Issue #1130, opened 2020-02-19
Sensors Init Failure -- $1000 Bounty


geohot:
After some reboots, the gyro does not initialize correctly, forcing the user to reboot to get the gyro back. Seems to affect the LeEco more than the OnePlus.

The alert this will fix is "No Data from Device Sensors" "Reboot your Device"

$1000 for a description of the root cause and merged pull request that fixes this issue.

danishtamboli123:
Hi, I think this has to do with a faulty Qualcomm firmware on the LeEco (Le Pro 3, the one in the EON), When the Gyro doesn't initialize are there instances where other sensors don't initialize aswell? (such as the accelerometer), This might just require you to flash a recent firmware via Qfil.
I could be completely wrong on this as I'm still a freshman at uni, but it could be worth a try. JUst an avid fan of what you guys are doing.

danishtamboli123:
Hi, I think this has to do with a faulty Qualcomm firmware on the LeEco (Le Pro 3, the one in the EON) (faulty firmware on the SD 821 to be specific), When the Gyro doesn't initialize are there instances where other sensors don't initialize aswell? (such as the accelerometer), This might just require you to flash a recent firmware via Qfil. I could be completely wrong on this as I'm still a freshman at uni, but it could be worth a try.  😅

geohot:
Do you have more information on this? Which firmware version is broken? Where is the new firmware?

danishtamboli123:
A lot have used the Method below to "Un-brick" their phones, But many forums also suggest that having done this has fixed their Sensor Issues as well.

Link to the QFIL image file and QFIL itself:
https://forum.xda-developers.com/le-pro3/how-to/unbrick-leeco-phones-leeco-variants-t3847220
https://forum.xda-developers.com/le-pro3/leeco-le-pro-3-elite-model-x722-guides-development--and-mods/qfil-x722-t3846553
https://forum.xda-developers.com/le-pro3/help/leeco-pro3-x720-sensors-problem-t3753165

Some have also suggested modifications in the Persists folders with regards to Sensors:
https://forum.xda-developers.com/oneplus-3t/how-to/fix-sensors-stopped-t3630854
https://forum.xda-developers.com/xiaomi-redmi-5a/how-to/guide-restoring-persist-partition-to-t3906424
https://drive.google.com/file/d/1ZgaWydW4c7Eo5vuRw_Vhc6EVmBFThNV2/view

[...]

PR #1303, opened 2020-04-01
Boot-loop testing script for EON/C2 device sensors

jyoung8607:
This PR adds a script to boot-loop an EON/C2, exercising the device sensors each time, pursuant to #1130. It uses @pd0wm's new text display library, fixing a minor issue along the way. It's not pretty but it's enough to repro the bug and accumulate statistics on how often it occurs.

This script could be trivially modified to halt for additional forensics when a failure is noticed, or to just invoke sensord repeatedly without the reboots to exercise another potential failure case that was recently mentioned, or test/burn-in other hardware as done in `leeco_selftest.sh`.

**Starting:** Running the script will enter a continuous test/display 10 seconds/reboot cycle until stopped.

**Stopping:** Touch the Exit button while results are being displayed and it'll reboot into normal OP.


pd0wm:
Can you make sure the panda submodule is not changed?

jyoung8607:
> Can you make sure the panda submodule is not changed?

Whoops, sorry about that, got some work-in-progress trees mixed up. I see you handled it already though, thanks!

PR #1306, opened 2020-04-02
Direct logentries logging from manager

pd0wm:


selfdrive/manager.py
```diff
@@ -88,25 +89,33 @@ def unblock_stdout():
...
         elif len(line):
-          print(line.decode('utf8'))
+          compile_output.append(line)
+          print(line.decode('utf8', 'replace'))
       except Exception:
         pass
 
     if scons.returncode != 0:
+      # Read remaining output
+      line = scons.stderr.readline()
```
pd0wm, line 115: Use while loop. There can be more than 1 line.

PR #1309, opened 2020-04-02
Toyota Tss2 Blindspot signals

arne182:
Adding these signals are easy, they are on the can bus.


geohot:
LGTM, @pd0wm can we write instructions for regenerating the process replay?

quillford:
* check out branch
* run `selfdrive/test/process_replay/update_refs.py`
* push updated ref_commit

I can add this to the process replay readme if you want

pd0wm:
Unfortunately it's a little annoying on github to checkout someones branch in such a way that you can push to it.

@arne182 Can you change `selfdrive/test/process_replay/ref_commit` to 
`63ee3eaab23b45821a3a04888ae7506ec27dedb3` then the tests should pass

------------------------------------------------------------------------

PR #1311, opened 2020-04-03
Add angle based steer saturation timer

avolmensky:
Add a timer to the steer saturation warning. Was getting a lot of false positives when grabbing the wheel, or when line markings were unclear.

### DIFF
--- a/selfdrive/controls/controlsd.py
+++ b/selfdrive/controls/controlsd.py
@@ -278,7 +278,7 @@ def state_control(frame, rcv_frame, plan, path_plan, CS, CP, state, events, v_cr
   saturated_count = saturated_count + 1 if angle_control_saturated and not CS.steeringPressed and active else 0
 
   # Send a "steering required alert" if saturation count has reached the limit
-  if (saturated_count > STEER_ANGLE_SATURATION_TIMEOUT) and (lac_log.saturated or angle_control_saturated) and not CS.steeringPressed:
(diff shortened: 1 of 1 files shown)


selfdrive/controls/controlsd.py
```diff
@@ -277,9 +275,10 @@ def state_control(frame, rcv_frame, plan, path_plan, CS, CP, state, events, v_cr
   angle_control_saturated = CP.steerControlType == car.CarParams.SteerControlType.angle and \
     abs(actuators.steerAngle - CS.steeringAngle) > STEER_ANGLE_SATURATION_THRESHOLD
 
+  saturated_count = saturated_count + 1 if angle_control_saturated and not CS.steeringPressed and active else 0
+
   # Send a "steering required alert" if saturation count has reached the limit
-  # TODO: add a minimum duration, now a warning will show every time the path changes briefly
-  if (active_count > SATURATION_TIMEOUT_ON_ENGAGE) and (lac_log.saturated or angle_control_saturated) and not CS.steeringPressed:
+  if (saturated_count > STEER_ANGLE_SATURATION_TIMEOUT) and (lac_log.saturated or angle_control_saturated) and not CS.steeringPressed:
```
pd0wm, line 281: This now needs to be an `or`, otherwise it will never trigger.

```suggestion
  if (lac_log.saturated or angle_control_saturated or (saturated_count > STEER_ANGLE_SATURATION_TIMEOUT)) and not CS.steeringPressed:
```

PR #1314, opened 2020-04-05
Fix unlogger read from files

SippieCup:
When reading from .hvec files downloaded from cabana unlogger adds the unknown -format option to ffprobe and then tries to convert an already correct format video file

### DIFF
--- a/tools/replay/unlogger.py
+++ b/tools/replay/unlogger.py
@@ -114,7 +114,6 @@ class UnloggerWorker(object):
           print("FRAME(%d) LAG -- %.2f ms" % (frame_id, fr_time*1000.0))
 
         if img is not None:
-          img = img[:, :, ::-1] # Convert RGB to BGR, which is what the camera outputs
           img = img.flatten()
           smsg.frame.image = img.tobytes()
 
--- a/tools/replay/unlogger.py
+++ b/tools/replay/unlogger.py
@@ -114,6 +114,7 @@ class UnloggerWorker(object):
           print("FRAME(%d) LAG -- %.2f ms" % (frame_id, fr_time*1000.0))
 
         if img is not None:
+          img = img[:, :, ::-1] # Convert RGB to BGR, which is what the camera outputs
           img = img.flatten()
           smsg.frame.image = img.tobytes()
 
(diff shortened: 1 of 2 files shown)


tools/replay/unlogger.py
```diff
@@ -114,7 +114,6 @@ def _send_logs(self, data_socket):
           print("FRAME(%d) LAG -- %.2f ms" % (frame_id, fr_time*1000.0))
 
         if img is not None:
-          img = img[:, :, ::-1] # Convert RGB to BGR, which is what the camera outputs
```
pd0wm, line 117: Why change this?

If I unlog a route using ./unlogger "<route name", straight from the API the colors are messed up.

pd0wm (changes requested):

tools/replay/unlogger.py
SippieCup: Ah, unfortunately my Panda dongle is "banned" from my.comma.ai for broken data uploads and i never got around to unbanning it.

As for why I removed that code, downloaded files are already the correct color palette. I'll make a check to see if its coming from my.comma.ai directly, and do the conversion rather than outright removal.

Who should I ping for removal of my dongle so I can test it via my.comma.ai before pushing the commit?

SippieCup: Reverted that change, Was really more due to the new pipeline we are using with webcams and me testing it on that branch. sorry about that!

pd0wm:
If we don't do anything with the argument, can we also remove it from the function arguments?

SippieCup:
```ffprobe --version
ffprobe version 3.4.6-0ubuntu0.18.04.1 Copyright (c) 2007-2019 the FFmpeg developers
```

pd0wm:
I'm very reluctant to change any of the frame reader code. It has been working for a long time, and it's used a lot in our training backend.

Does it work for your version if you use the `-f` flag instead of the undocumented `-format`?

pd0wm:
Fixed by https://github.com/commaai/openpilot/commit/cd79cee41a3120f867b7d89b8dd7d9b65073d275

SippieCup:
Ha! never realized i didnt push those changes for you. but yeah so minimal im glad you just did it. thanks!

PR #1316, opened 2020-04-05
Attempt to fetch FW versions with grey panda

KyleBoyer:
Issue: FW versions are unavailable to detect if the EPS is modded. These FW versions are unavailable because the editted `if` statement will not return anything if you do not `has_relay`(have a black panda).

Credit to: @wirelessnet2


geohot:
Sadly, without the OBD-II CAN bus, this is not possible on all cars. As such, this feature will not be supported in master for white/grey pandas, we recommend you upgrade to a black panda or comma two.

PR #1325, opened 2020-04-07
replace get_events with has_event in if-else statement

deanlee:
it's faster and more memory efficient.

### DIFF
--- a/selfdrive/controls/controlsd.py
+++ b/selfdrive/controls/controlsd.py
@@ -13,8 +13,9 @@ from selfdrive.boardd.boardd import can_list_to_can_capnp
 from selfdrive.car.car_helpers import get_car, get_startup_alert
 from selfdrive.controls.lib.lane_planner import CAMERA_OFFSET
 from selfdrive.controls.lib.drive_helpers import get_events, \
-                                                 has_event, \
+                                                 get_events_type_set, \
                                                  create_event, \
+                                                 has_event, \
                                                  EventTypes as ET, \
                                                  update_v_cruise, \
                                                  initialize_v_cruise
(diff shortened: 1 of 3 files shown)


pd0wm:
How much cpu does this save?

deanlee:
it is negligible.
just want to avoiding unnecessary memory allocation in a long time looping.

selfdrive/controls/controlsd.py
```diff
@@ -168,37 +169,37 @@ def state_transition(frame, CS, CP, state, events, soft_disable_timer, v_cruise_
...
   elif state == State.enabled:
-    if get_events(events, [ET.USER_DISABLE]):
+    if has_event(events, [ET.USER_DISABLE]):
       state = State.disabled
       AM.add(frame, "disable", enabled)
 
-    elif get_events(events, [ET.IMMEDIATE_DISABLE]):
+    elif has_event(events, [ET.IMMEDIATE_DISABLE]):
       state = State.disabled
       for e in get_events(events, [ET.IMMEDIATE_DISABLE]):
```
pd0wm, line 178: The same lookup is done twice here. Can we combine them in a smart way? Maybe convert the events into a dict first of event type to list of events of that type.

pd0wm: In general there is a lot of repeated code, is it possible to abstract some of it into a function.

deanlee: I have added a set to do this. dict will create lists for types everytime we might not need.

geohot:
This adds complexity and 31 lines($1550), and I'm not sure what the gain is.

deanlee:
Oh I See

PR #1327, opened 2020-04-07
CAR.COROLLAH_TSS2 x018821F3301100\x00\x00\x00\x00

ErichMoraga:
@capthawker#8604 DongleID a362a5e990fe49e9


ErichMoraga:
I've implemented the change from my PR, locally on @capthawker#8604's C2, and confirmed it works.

------------------------------------------------------------------------

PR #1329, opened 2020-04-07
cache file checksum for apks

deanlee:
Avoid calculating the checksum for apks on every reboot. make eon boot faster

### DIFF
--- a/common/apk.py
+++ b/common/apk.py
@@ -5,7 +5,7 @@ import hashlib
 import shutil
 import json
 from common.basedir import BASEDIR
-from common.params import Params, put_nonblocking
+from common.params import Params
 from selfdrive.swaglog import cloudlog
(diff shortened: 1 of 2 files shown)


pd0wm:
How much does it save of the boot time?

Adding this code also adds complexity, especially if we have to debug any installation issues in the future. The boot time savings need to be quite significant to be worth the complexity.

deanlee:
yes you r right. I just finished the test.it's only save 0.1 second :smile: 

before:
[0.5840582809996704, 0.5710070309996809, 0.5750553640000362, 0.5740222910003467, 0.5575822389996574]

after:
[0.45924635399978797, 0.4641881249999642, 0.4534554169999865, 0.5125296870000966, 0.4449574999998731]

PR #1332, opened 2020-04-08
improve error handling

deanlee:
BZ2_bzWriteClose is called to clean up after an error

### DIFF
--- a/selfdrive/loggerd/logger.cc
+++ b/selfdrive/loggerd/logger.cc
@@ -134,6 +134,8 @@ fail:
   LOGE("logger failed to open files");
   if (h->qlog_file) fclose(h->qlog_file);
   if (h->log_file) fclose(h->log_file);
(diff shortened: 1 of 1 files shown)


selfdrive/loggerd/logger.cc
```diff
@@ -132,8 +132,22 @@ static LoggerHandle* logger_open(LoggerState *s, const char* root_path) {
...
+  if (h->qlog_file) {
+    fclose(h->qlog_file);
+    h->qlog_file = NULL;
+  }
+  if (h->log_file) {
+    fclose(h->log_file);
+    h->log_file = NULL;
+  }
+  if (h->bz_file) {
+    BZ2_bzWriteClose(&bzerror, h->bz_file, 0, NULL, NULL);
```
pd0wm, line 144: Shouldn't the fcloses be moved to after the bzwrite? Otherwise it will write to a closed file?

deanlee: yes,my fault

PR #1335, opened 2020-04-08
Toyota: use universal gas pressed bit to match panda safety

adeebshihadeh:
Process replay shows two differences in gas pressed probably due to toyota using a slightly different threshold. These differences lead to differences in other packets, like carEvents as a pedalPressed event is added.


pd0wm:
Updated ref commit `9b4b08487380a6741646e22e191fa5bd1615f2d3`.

------------------------------------------------------------------------

**Problem to work on:** Which lines in the listing above include the string "warning"? Copy each of them.

**Solution:**
Add a timer to the steer saturation warning. Was getting a lot of false positives when grabbing the wheel, or when line markings were unclear.
-  # TODO: add a minimum duration, now a warning will show every time the path changes briefly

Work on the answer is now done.